To help you get started or to give you some ideas, here are some plots and tables you could make:

  • A table of the mean of Age and BMI (using summarise()) grouped by Sex. Make the table with knitr::kable().
  • A table of the mean of Age, BMI, SBP, and DBP (using summarise()) grouped by hypertension (or dyslipidemia or hyperglycemia). Make the table with knitr::kable().
  • A histogram of BMI with geom_histogram(), with hyperglycemia as the fill (in aes()) or using facet_grid().
  • A scatter plot of SBP vs DBP with geom_point(), colored by hypertension (maybe with a geom_smooth() line).
  • A bar plot of the counts of hyperglycemia status with geom_bar(), making facets of Times (using facet_grid()).
  • A boxplot of TC (total cholesterol) by dyslipidemia status with geom_boxplot().
  • Find the mean BMI by hyperglycemia and pipe to create a bar plot with geom_col().

We suggest that you talk with your team members to get some other ideas or to decide who does what.
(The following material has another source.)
PR #191, opened 2019-08-08
fix: adds missing clay and frontend-js-web dependencies configuration

jbalsas:
We currently have some missing configuration imports in our `preset-dev`. This causes some unnecessary modules to be processed.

As you code, get or give help to your teammates.

23.1.5 Regularly style your code

Make sure your code is styled correctly by regularly using the Palette (Ctrl-Shift-P, then type “style file”) to style your code as you work in your Quarto document. Nicely formatted code is just as important as code that runs, as it makes it easier to read and understand. So practice styling your code often!

23.1.6 Regularly commit the changes

Use the “Git workflow” by adding to the staged area, committing, pushing, and pulling the changes you and your teammate have made. You may encounter merge conflicts. If you do, get one of the helpers or teachers to help you out!

23.1.7 Regularly render the Quarto document

Render your Quarto document to HTML often to ensure reproducibility of your document as well as to see how your report looks like. You don’t need to commit the rendered HTML file if you don’t want to.

23.2 Quick “checklist” for a good project

  • Project used Git and is on GitHub.
  • Used Quarto for making figures and tables.
  • Used {tidyverse} for data wrangling and plotting.
  • Code is correctly styled.

23.3 Checking reproducibility

At the end, the lead teacher will download each of the teams’ projects from GitHub to their computer and will render the documents to test their reproducibility. The teacher will also run styler::style_dir() to check that the code is correctly styled.

23.4 Expectations for the project

What we expect you to do for the team project:

  • Use Git and GitHub throughout your work.
  • Work collaboratively as a team and share responsibilities and tasks.
  • Use as much of what we covered in the workshop to practice what you learned.

What we don’t expect:

  • Complicated analysis or coding. The simpler it is, the easier is to for you to do the coding and understand what is going on. It also helps us to see that you’ve practiced what you’ve learned.
  • Clever or overly concise code. Clearly written and readable code is always better than clever or concise code. Keep it simple and understandable!

Essentially, the team project is a way to reinforce what you learned during the workshop, but in a more relaxed and collaborative setting.